Two other aspects of being gatekeepers should be mentioned: patient trust and infrastructure equity. Patients’ perceptions of AI-influenced recommendations are heterogeneous, with common concerns over accuracy and accountability, and a general preference for clinician supervision.15,16 A pragmatic norm would be to disclose AI involvement in plain language and to confirm understanding with a brief teach-back. A study shows that transparency in the use of AI tools can improve patient trust without eliminating appropriate reliance. 17 Without attention to access, literacy, and representative data, AI tools can reinforce existing inequities. 11 Health systems and training programs should allocate resources for equitable access to vetted tools, offer faculty development in AI literacy, and audit for disparate impact. 18
Deep research is a powerful and exciting tool, but it is far from being an arbiter of truth. As we navigate the influx of medical literature and the emergence of LRMs, our human clinical judgement, paradoxically, becomes all the more crucial. We are aware of the accelerating evolution in the capabilities of LLMs, from simple text generation to multi-step analysis within three years—these advancements suggest that AI-driven reasoning itself will likely become significantly more sophisticated in the near future. Still, by rigorously scrutinizing these emerging tools, we not only preserve the compassionate, critical inquiry at the heart of our profession, but also translate the promise of deep research into better care for our patients.
Footnotes
Funding
The authors received no financial support for the research, authorship, and/or publication of this article.

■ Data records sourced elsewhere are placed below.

PR #1439, opened 2018-06-07
addition of rest of components, added one tag to hero

phillimorland:
I have done an indent check, hope its ok! The following components I have not added:
category-formset__form - Cannot locate a use of it
simple_page - Cannot locate a use of it
select2 -Only referenced in js files
lr_bar - Only referenced in import doc
select_dropdown - Only referenced in import doc
map - javascript


fuzzylogic2000:
@phillimorland The category-formset and the select_dropdown are actually from the same js-stuff (that puts the icons in the category-dropdowns either to select icons that are connected to the category or put them in the dropdown with the category for the user to select.
The simple page is a wagtail thing. The classes in the component lr_bar are all called something lr-bar. I will add these components.
I am unsure about the select2.
And I don't know how to add the map. I guess there are things like popups and so on that are worth to add, but I think without actually adding the map. Hrrmpf. Will use my fresher brain tomorrow.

Declaration of conflicting interests
The authors declared no potential conflicts of interest with respect to the research, authorship, and/or publication of this article.
AI use statement
AI tools (ChatGPT and OpenAI) were used to improve the grammar and phrasing only. The content, references, analysis, and conclusions were entirely written and verified by the authors. The authors take full responsibility for the integrity and accuracy of the work. No text or citations were accepted without manual verification.